Письмо марсианскому другу

Патрикей Бобун-Борода
Нынче снежно, и метёт со страшной силой,
а до этого морозило — как здрасьте.
Не сочувствуй, я не жалуюсь, Василий.
Снег зимой — не наказание, а счастье.

В нём бредёшь, бразды пушистые взрывая,
хвост трубой, вибриссы дыбом, шерсть искрится.
Снег, Василий, штука, в целом, мировая.
И мороз. Но не тогда, когда за тридцать.

=^;^=
Посылаю фунт сушёной рыбьей спинки:
голавли, язи; копчёную миногу.
Как там Марс, Василий? Яблони, тропинки?
Расплодились грызуны? Пора б, ей-богу.

Всё мяучишь о несбывшемся, вчерашнем?
Брось, Василий. Память, грёзы — суть, пустое.
Вместо тысячи вопросов о пустяшном
только: "Мыши, где купить и сколько стоят?"

=^;^=
Пусть и впрямь, Василий, лапки — это клёво,
но позволить когти стричь — ужасно глупо.
Если выпало родиться мышеловом,
лучше снег в России, чем на Марсе купол.

Знаю: блохи, псы, машины. Куклачёв. Но
за пичужку, что сожрал, не сунут в клетку.
Да, котят в России топят. Чаще чёрных.
Тех, кто выплыл — холостят довольно редко.

=^;^=
Помнишь Мурку из подвала?  С рыжей спинкой?
Ты с ней спал ещё на пне за гаражами.
Не поверишь, оказалась абиссинкой!
Так-то, Вась. Теперь в питомнике. Рожает.
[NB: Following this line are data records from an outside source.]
PR #1936, opened 2025-07-30
[Fusilli] Generate compiled artifacts from Fusilli Graph

AaronStGeorge:
This PR updates `Fusilli` to emit VMFB for a graph. Note that the `std::system` approach taken to running `iree-compile` is non-optimal. `std::system` doesn't provide a way to capture `stderr` and `stdout` so potential "logs" will end up on the users terminal rather than in our log file. From what I can tell the C++ std lib doesn't provide anything more full featured (similar to python's `subprocess`) and we need to roll our own using subprocesses. As this work is in the way of runtime integration, I've created https://github.com/nod-ai/shark-ai/issues/1934 to address this as a follow up.

### DIFF
--- a/sharkfuser/include/fusilli/extras.h
+++ b/sharkfuser/include/fusilli/extras.h
@@ -95,11 +95,40 @@ public:
     return ok(CacheFile(path, false));
   }
 
+  // Move constructors
   CacheFile(CacheFile &&other) noexcept
       : path(std::move(other.path)), remove_(other.remove_) {
     other.path.clear();
     other.remove_ = false;
   }
+  CacheFile &operator=(CacheFile &&other) noexcept {
+    if (this == &other) {
+      return *this;
+    }
+
+    // If ownership of the cache file is simply changing, we aren't creating a
+    // dangling resource that might to be removed.
+    bool samePath = path == other.path;
+
+    // Remove current resource if needed
+    if (remove_ && !path.empty() && !samePath) {
+      std::filesystem::remove(path);
+    }
+
+    // Move from other
+    path = std::move(other.path);
+    remove_ = other.remove_;
+    other.path.clear();
+    other.remove_ = false;
+
+    return *this;
+  }
+
+  // Delete copy constructors. A copy constructor would likely not be safe, as
+  // the destructor for a copy could remove the underlying file while the
+  // original is still expecting it to exist.
+  CacheFile(const CacheFile &) = delete;
+  CacheFile &operator=(const CacheFile &) = delete;
 
   ~CacheFile() {
     if (remove_ && !path.empty()) {
@@ -109,13 +138,6 @@ public:
 
   // Path of file this class wraps.
   std::filesystem::path path;
-
-  // Delete copy constructor + assignment operators. A copy constructor would
-  // likely not be safe, as the destructor for a copy could remove the
-  // underlying file while the original is still expecting it to exist.
-  CacheFile(const CacheFile &) = delete;
-  CacheFile &operator=(const CacheFile &) = delete;
-  CacheFile &operator=(CacheFile &&other) noexcept = delete;
 
   // Write to cache file.
   ErrorObject write(const std::string &content) {
--- a/sharkfuser/include/fusilli/extras.h
+++ b/sharkfuser/include/fusilli/extras.h
@@ -106,7 +106,7 @@ public:
       return *this;
     }
 
-    // If ownership of the cache file is simply changing, we aren't creating a
+    // If ownership of the cached file is simply changing, we aren't creating a
     // dangling resource that might to be removed.
     bool samePath = path == other.path;
 
--- a/sharkfuser/include/fusilli/extras.h
+++ b/sharkfuser/include/fusilli/extras.h
@@ -4,8 +4,14 @@
 // See https://llvm.org/LICENSE.txt for license information.
 // SPDX-License-Identifier: Apache-2.0 WITH LLVM-exception
 
-#ifndef FUSILLI_UTILS_H
-#define FUSILLI_UTILS_H
+//===----------------------------------------------------------------------===//
+//
+// This file contains utility methods and classes.
+//
+//===----------------------------------------------------------------------===//
+
+#ifndef FUSILLI_EXTRAS_H
+#define FUSILLI_EXTRAS_H
 
 #include "fusilli/logging.h"
 
@@ -53,12 +59,41 @@ public:
   // Factory constructor that creates file, overwriting an existing file, and
   // returns an ErrorObject if file could not be created.
   static ErrorOr<CacheFile> create(const std::string &graphName,
-                                   const std::string &filename, bool remove);
+                                   const std::string &fileName, bool remove) {
+    std::filesystem::path path = CacheFile::getPath(graphName, fileName);
+    FUSILLI_LOG_LABEL_ENDL("Creating Cache file");
+    FUSILLI_LOG_ENDL(path);
+
+    // Create directory $HOME/.cache/fusilli/<graphName>
+    std::filesystem::path cacheDir = path.parent_path();
+    std::error_code ec;
+    std::filesystem::create_directories(cacheDir, ec);
+    FUSILLI_RETURN_ERROR_IF(ec, ErrorCode::FileSystemFailure,
+                            "Failed to create cache directory: " +
+                                cacheDir.string() + " - " + ec.message());
+
+    // Create file $HOME/.cache/fusilli/<graphName>/<fileName>
+    std::ofstream file(path);
+    FUSILLI_RETURN_ERROR_IF(!file.is_open(), ErrorCode::FileSystemFailure,
+                            "Failed to create file: " + path.string());
+    file.close();
+
+    return ok(CacheFile(path, remove));
+  }
 
   // Factory constructor that opens an existing file and returns ErrorObject if
   // the file does not exist.
   static ErrorOr<CacheFile> open(const std::string &graphName,
-                                 const std::string &filename);
+                                 const std::string &fileName) {
+    std::filesystem::path path = CacheFile::getPath(graphName, fileName);
+
+    // Check if the file exists.
+    FUSILLI_RETURN_ERROR_IF(!std::filesystem::exists(path),
+                            ErrorCode::FileSystemFailure,
+                            "File does not exist: " + path.string());
+
+    return ok(CacheFile(path, false));
+  }
 
   CacheFile(CacheFile &&other) noexcept
       : path(std::move(other.path)), remove_(other.remove_) {
@@ -119,7 +154,26 @@ public:
   //
   // Format: $HOME/.cache/fusilli/<sanitized version of graphName>/<fileName>
   static std::filesystem::path getPath(const std::string &graphName,
-                                       const std::string &fileName);
+                                       const std::string &fileName) {
+    // Ensure graphName is safe to use as a directory name, we assume fileName
+    // is safe.
+    std::string sanitizedGraphName = graphName;
+    std::transform(sanitizedGraphName.begin(), sanitizedGraphName.end(),
+                   sanitizedGraphName.begin(),
+                   [](char c) { return c == ' ' ? '_' : c; });
+    std::erase_if(sanitizedGraphName, [](unsigned char c) {
+      return !(std::isalnum(c) || c == '_');
+    });
+
+    // Ensure graphName has a value.
+    if (sanitizedGraphName.empty()) {
+      sanitizedGraphName = "unnamed_graph";
+    }
+
+    const char *homeDir = std::getenv("HOME");
+    return std::filesystem::path(homeDir) / ".cache" / "fusilli" /
+           sanitizedGraphName / fileName;
+  }
 
 private:
   // Class should be constructed using one of the factory functions.
@@ -129,63 +183,6 @@ private:
   // Whether to remove the file on destruction or not.
   bool remove_;
 };
-
-inline ErrorOr<CacheFile> CacheFile::create(const std::string &graphName,
-                                            const std::string &fileName,
-                                            bool remove) {
-  std::filesystem::path path = CacheFile::getPath(graphName, fileName);
-  FUSILLI_LOG_LABEL_ENDL("Createing Cache file");
-  FUSILLI_LOG_ENDL(path);
-
-  // Create directory $HOME/.cache/fusilli/<graphName>
-  std::filesystem::path cacheDir = path.parent_path();
-  std::error_code ec;
-  std::filesystem::create_directories(cacheDir, ec);
-  FUSILLI_RETURN_ERROR_IF(ec, ErrorCode::FileSystemFailure,
-                          "Failed to create cache directory: " +
-                              cacheDir.string() + " - " + ec.message());
-
-  // Create file $HOME/.cache/fusilli/<graphName>/<fileName>
-  std::ofstream file(path);
-  FUSILLI_RETURN_ERROR_IF(!file.is_open(), ErrorCode::FileSystemFailure,
-                          "Failed to create file: " + path.string());
-  file.close();
-
-  return ok(CacheFile(path, remove));
-}
-
-inline ErrorOr<CacheFile> CacheFile::open(const std::string &graphName,
-                                          const std::string &filename) {
-  std::filesystem::path path = CacheFile::getPath(graphName, filename);
-
-  // Check if the file exists.
-  FUSILLI_RETURN_ERROR_IF(!std::filesystem::exists(path),
-                          ErrorCode::FileSystemFailure,
-                          "File does not exist: " + path.string());
-
-  return ok(CacheFile(path, false));
-}
-
-inline std::filesystem::path CacheFile::getPath(const std::string &graphName,
-                                                const std::string &fileName) {
-  // Ensure graphName is safe to use as a directory name, we assume fileName
-  // is safe.
-  std::string sanitizedGraphName = graphName;
-  std::transform(sanitizedGraphName.begin(), sanitizedGraphName.end(),
-                 sanitizedGraphName.begin(),
-                 [](char c) { return c == ' ' ? '_' : c; });
-  std::erase_if(sanitizedGraphName,
-                [](unsigned char c) { return !(std::isalnum(c) || c == '_'); });
-
-  // Ensure graphName has a value.
-  if (sanitizedGraphName.empty()) {
-    sanitizedGraphName = "unnamed_graph";
-  }
-
-  const char *homeDir = std::getenv("HOME");
-  return std::filesystem::path(homeDir) / ".cache" / "fusilli" /
-         sanitizedGraphName / fileName;
-}
 
 // An STL-style algorithm similar to std::for_each that applies a second
 // functor between every pair of elements.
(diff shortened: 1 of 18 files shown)


sharkfuser/include/fusili/graph.h
```diff
@@ -143,6 +149,39 @@ Graph::convFProp(const std::shared_ptr<TensorAttr> &x,
   return y;
 }
 
+inline ErrorOr<std::string> Graph::emitVMFB() {
+  FUSILI_LOG_LABEL_ENDL("INFO: Emitting VMFB for graph");
+
+  // Write input asm to temp file.
+  TempFile input = TRY(TempFile::create("iree_compile_input"));
+  FUSILI_CHECK_ERROR(input.write(this->emitAsm()));
```
AaronStGeorge, line 157: Should `emitAsm()` return an `ErrorOr<T>` type when the graph fails to validate?

AaronStGeorge, line 157: @sjain-stanford  should `emitAsm()` return an `ErrorOr<T>` type when the graph fails to validate?

sharkfuser/include/fusili/utils.h
```diff
@@ -0,0 +1,173 @@
...
+      if (!first)
+        between_fn();
+      first = false;
+      each_fn(*begin);
+    }
+  }
+}
+
+} // namespace fusili
+#endif // FUSILI_UTILS_H
```
AaronStGeorge, line 173: Just moved

sharkfuser/include/fusili/utils.h
```diff
@@ -0,0 +1,173 @@
...
+  std::string tmpFile = tempPath.string();
+  int fileDescriptor = mkstemp(tmpFile.data());
+  FUSILI_RETURN_ERROR_IF(fileDescriptor == -1, ErrorCode::FileSystem,
+                         "failed to create temp file");
+  close(fileDescriptor);
+
+  return ok(TempFile(tmpFile, remove));
+}
+
+// An STL-style algorithm similar to std::for_each that applies a second
```
AaronStGeorge, line 119: `interleave` functions moved from `asm_emitter.h`.

sharkfuser/include/fusili/utils.h
```diff
@@ -0,0 +1,173 @@
...
+#define FUSILI_UTILS_H
+
+#include "fusili/logging.h"
+
+#include <filesystem>
+#include <format>
+#include <fstream>
+#include <iostream>
+#include <string>
+#include <unistd.h>
```
sjain-stanford, line 17: Is this header needed? (I think it is for fork/exec but probably not for now)

sharkfuser/include/fusili/graph.h
```diff
@@ -143,6 +149,39 @@ Graph::convFProp(const std::shared_ptr<TensorAttr> &x,
   return y;
 }
 
+inline ErrorOr<std::string> Graph::emitVMFB() {
```
sjain-stanford, line 152: Please add lit/integration tests for this?

sharkfuser/include/fusili/graph.h
```diff
@@ -143,6 +149,39 @@ Graph::convFProp(const std::shared_ptr<TensorAttr> &x,
...
+  FUSILI_LOG_LABEL_ENDL("INFO: Emitting VMFB for graph");
+
+  // Write input asm to temp file.
+  TempFile input = FUSILI_TRY(TempFile::create("iree_compile_input"));
```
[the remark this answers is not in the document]
AaronStGeorge: > Have you considered just having a compilation_artifacts dir in the same source tree (under ./sharkfuser) to which we dump target-specific folders (e.g. one for each unique graph) that contains all the intermediate outputs like the .mlir, .vmfb etc. That way, a check for "cache hit" could be just checking if the .mlir from g->emitAsm() matches what's dumped, if so, reuse the vmfb (or something simple along those lines)...

If we want to treat these compilation artifacts as a persistent cache, we’d probably need a bit of extra metadata for invalidation. We could probably store the extra information as comments in the .mlir file.

- Version number or sha of the binary of `iree-compile`
- Build sha of sharkfuser 
- Compile command used to generate the .vmfb

Depending on the size of vmfb + mlir we're expecting, we might consider an in memory cache? We could store the generated vmfb on a graph instance and have a dirty bit that's set anytime someone modifies the graph, or alternatively a static map where we could check re-generated MLIR (potentially generated by different graph instances) against already compiled vmfb instances. We could memory map the vmfb as well if we're worried about physical memory use (we probably want files in a `.sharkfuser` directory if we're memory mapping things).

> Are we sure TempFile is the right interface for this? We might want these to persist more often than not (especially with re-invocations over multiple batches).

How are you envisioning this piece to fit into the overall design? I wasn't really thinking of `TempFile` as part of the the interface. Does the caching logic use the `emitVMFB` function, or are the `TempFiles` themselves _the_ cache? I was thinking of the `TempFile`s as an internal implementation detail, any caching logic would sit "above" `emitVMFB`; or maybe "beside" if its a static map holding some memoized results.

Would you have a few minutes to chat today?

sharkfuser/include/fusili/graph.h
AaronStGeorge: What are you thinking here? I added a test to [sharkfuser/samples/convolution/conv_fprop.cpp](https://github.com/nod-ai/shark-ai/pull/1936/files#diff-eafc10905e11974cc5b33d82d295e9db72b3962bb25991d84efd36236e960193).

I was thinking the emit .vmfb logic would mainly be tested through e2e integration tests (that we can't write until the runtime is hooked up). Lit tests checking the exact vmfb would break every time we upgrade IREE. There's probably a magic couple of bytes as part of the header for any vmfb, I could check for that in a standard test.

sharkfuser/include/fusili/graph.h
```diff
@@ -143,6 +149,39 @@ Graph::convFProp(const std::shared_ptr<TensorAttr> &x,
...
+  FUSILI_CHECK_ERROR(input.write(this->emitAsm()));
+
+  // Build up iree-compile command.
+  TempFile output = FUSILI_TRY(TempFile::create("iree_compile_output"));
+  std::vector<std::string> args = {IREE_COMPILE_PATH,
+                                   input.path,
+                                   "--iree-hal-target-backends=llvm-cpu",
+                                   "--iree-llvmcpu-target-cpu=host",
```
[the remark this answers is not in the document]
AaronStGeorge: I made this configurable, I haven't togged any tests on and off though.

sharkfuser/include/fusilli/logging.h
```diff
@@ -29,6 +29,9 @@ enum class [[nodiscard]] ErrorCode {
   AttributeNotSet,
   InvalidAttribute,
   TensorNotFound,
+  CompileFailure,
+  FileSystemFailure,
+  CacheMiss,
```
sjain-stanford, line 34: Add this to the `ErrorCodeToStr` below.

sharkfuser/include/fusilli/graph.h
```diff
@@ -213,6 +284,78 @@ Graph::convFProp(const std::shared_ptr<TensorAttr> &x,
...
+      /*graphName=*/this->getName(),
+      /*filename=*/IREE_COMPILER_OUTPUT_FILENAME));
+  CacheFile compileCommand =
+      FUSILLI_TRY(CacheFile::open(/*graphName=*/this->getName(),
+                                  /*filename=*/IREE_COMPILE_COMMAND_FILENAME));
+
+  // Check for a cache miss on generated assembly.
+  if (FUSILLI_TRY(input.read()) != generatedAsm) {
+    return error(ErrorCode::CacheMiss,
+                 "Cache miss: generated assembly does not match");
```
sjain-stanford, line 344: Remove the `Cache miss:` prefix since it'd come from the `ErrorCodeToStr`

sharkfuser/include/fusilli/graph.h
```diff
@@ -213,6 +284,78 @@ Graph::convFProp(const std::shared_ptr<TensorAttr> &x,
...
+  }
+
+  // Check for a cache miss on compile command.
+  std::string cmd = buildCompileCommand(backend, input, output);
+  if (FUSILLI_TRY(compileCommand.read()) != cmd) {
+    return error(ErrorCode::CacheMiss,
```
sjain-stanford, line 350: same

sharkfuser/include/fusilli/logging.h
```diff
@@ -337,4 +342,36 @@ inline ConditionalStreamer &getLogger() {
...
+  })
+
+// Test version of FUSILLI_TRY that uses Catch2 REQUIREs instead of returning an
+// ErrorObject.
+#define TEST_FUSILLI_TRY(expr)                                                 \
+  ({                                                                           \
+    auto _errorOr = (expr);                                                    \
+    REQUIRE(isOk(_errorOr));                                                   \
+    std::move(*_errorOr);                                                      \
+  })
```
sjain-stanford, line 375: Do we really need this? My worry is divergence between the two over time. Any issue with using FUSILLI_TRY and check for isOk or isError at the callsite (tests) itself?

sharkfuser/include/fusilli/extras.h
```diff
@@ -0,0 +1,244 @@
...
+  std::transform(sanitizedGraphName.begin(), sanitizedGraphName.end(),
+                 sanitizedGraphName.begin(),
+                 [](char c) { return c == ' ' ? '_' : c; });
+  std::erase_if(sanitizedGraphName,
+                [](unsigned char c) { return !(std::isalnum(c) || c == '_'); });
+
+  // Ensure graphName has a value.
+  if (sanitizedGraphName.empty()) {
+    sanitizedGraphName = "unnamed_graph";
+  }
```
sjain-stanford, line 183: This is OK to have here, but let's avoid a can of worms by making a graphName mandatory on every Fusilli graph, so it is always provided (non-empty) to `CacheFile`.

sharkfuser/include/fusilli/graph.h
```diff
@@ -213,6 +284,78 @@ Graph::convFProp(const std::shared_ptr<TensorAttr> &x,
   return y;
 }
 
+inline ErrorOr<Graph::CachedAssets>
+Graph::generateCompiledArtifacts(Backend backend,
+                                 const std::string &generatedAsm, bool remove) {
+  FUSILLI_LOG_LABEL_ENDL("INFO: Generating compiled artifacts");
```
sjain-stanford, line 290: In a real scenario, we might have `g.generateCompiledArtifacts` run multiple times - I don't see us check in `Graph::generateCompiledArtifacts` if assets already exist and return them directly if so? If keeping them separate is preferred, perhaps create a wrapper method called `readOrGenerateCompiledArtifacts` that first tries to read and if not calls the generate method. We also need to test sequential invocations to ensure first time it misses and second time hits.

sharkfuser/tests/test_graph.cpp
```diff
@@ -98,3 +98,55 @@ TEST_CASE("Graph asm_emitter requires validation to be run first", "[graph]") {
...
+    auto Y = g.convFProp(X, W, conv);
+    Y->setDim({n, k, h, w}).setStride({k * h * w, h * w, w, 1});
+    Y->setOutput(true);
+    REQUIRE(isOk(g.validate()));
+
+    // Generate asm.
+    std::string generatedAsm = TEST_FUSILLI_TRY(g.emitAsm());
+
+    // Cache should be empty.
+    REQUIRE(isError(g.readCompiledArtifacts(Backend::CPU, generatedAsm)));
```
sjain-stanford, line 132: Let's also test the `g.readOrGenerateCompiledArtifacts` wrapper here once you have it. This will be easier to call from the main `g.execute` method.

sharkfuser/include/fusilli/graph.h
AaronStGeorge: Design-wise, my intent in this PR was for the two new methods to be low-level utilities that `g.execute` will someday call call. 

I'm picturing `g.execute` would go something like something like:

```c++
std::string asmText = TEST_FUSILLI_TRY(emitAsm());

runtime_module_type rmt;  // I made this up for the exmaple
if (hasCompiled) {
  rmt.set_vmfb(TEST_FUSILLI_TRY(readCompiledArtifacts(asmText).output.read()));
} else {
  rmt.set_vmfb(TEST_FUSILLI_TRY(generateCompiledArtifacts(asmText).output.read()));
  hasCompiled = true;
}
```

Personally, I like that the “read” and “generate” paths are separate, I think it might help us avoid any always-regenerate bugs.

sharkfuser/include/fusilli/logging.h
sjain-stanford: > The intent of FUSILLI_TRY is to propagate an error back to the caller in the case where a callee can't handle it, the intent of TEST_FUSILLI_TRY is to deduplicate an often repeated block of code in tests.

We don't want to take a dep on `Catch2` for our main fusilli lib (this is an optional dep if users build it with tests skipped). Why not just define this macro as a test helper (in the testing script itself, or a common helper that lives in tests if this is used by >1 tests).

AaronStGeorge: Sounds good 👍

sharkfuser/include/fusilli/graph.h
```diff
@@ -101,7 +115,64 @@ class Graph : public INode {
...
+  // `CacheFiles` are set to be removed RAII based removal will be tied to this
+  // object.
+  struct CachedAssets {
+    CacheFile input;
+    CacheFile output;
+    CacheFile compileCommand;
+  };
+
+  // Create compiled artifacts from graph writing results to the cache. Set
+  // `remove = false` to remove cache files when `CachedAssets` goes out of
```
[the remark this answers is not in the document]
AaronStGeorge: Yes definitely 😅

sharkfuser/include/fusilli/graph.h
```diff
@@ -101,10 +121,53 @@ class Graph : public INode {
...
+  // compiled artifact, subsequent invocations may return cached versions
+  // assuming cache invalidation checks pass. Set `remove = true` to remove
+  // cache files when this `Graph` instance goes out of scope.
+  //
+  // `didGenerate` will be set to true if a value is passed and the cache was
+  // (re)generated; the parameter is useful for testing.
+  ErrorOr<std::string>
+  readOrGenerateCompiledArtifact(const std::string &generatedAsm,
+                                 bool remove = false,
+                                 std::optional<bool> *didGenerate = nullptr) {
```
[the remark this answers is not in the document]
sjain-stanford: I guess this is just to test... If so, makes sense to keep it as such...

sharkfuser/include/fusilli/graph.h
```diff
@@ -118,6 +181,122 @@ class Graph : public INode {
...
+    }
+
+    // Check for a cache miss on compile command.
+    std::string cmd = buildCompileCommand(input, output);
+    if (FUSILLI_TRY(compileCommand.read()) != cmd) {
+      FUSILLI_LOG_ENDL("Compile command does not match");
+      return ok(false);
+    }
+
+    return ok(true);
```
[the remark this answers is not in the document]
sjain-stanford: Oh nvm, the `FUSILLI_TRY` could return `ErrorObject`.

sharkfuser/tests/test_graph.cpp
```diff
@@ -98,3 +113,127 @@ TEST_CASE("Graph asm_emitter requires validation to be run first", "[graph]") {
...
+
+    // Cache should hit, no compilation should be required.
+    didGenerate = std::nullopt;
+    REQUIRE(isOk(g.readOrGenerateCompiledArtifact(
+        generatedAsm, /*remove=*/true, /*didGenerate=*/&didGenerate)));
+    REQUIRE(didGenerate.has_value());
+    REQUIRE(!didGenerate.value());
+
+    // Cache should miss based on different compile command.
+    // TODO(#1964): GFX942 compilation seems to be broken
```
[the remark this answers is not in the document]
sjain-stanford: Maybe just share the repro command + inputs from cache to dog-food the debugging workflow ;)

sharkfuser/tests/test_graph.cpp
```diff
@@ -98,3 +113,127 @@ TEST_CASE("Graph asm_emitter requires validation to be run first", "[graph]") {
...
+        CacheFile::open(g.getName(), IREE_COMPILE_INPUT_FILENAME));
+    REQUIRE(FUSILLI_REQUIRE_UNWRAP(asmCache.read()) == generatedAsm);
+
+    // New instance should regenerate cache.
+    std::optional<bool> didGenerate = std::nullopt;
+    REQUIRE(isOk(g.readOrGenerateCompiledArtifact(
+        generatedAsm, /*remove=*/true, /*didGenerate=*/&didGenerate)));
+    REQUIRE(didGenerate.has_value());
+    REQUIRE(didGenerate.value());
+  }
```
sjain-stanford, line 231: also test the error code / message...

sharkfuser/include/fusilli/graph.h
sjain-stanford: Sounds great!

sjain-stanford (approved):
LG(reat)TM! Just some minor nits and then feel free to land.

sharkfuser/tests/test_graph.cpp
```diff
@@ -98,3 +113,127 @@ TEST_CASE("Graph asm_emitter requires validation to be run first", "[graph]") {
...
+    // Cache should miss because graph name change.
+    g.setName("new_graph_name");
+    didGenerate = std::nullopt;
+    FUSILLI_REQUIRE_UNWRAP(g.readOrGenerateCompiledArtifact(
+        generatedAsm + " ", /*remove=*/true, /*didGenerate=*/&didGenerate));
+    REQUIRE(didGenerate.has_value());
+    REQUIRE(didGenerate.value());
+  }
+
+  SECTION("should not read cached items from other/previous Graph instances") {
```
sjain-stanford, line 196: Thanks for adding this test.

sharkfuser/include/fusilli/graph.h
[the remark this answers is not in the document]
AaronStGeorge: Yeah... I don't love this, but it works 🤷‍♂️

sharkfuser/samples/convolution/conv_fprop.cpp
```diff
@@ -40,5 +41,11 @@ TEST_CASE("Convolution fprop", "[conv][graph]") {
   Y->setOutput(true);
 
   REQUIRE(isOk(graph->validate()));
-  REQUIRE(isOk(graph->emitAsm()));
+
+  ErrorOr<std::string> generatedAsm = graph->emitAsm();
+  REQUIRE(isOk(generatedAsm));
+
+  ErrorOr<std::string> vmfb =
+      graph->readOrGenerateCompiledArtifact(*generatedAsm, /*remove=*/true);
```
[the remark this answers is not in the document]
sjain-stanford: Having `remove = true` as default + setting it to `false` when called from within `g.validate()` should give us the best of both worlds right?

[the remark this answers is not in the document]
AaronStGeorge: `g.validate()` -> `g.execute()`? Yeah, that sounds very reasonable to me.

Ты вернулся бы, Василий, право слово.
Что в том Марсе? Сушь, песчаные пиявки.
Ни мышей, ни крыс для доброго улова.
Прилетай. Жуков поищем в летней травке.

=^;^=
Снегопад утих, спускаются потёмки.
Я – к дверям, сопровождаемый рабыней.
На ходу играю бантом на тесёмке,
там слова с неясным смыслом «Старший Плиний».

«Книга первая. Вселенная и космос».
Уроборос символизма, да, Василий?
Двери настежь. Млечный Путь раскинул космы
Над котами, над снегами, над Россией.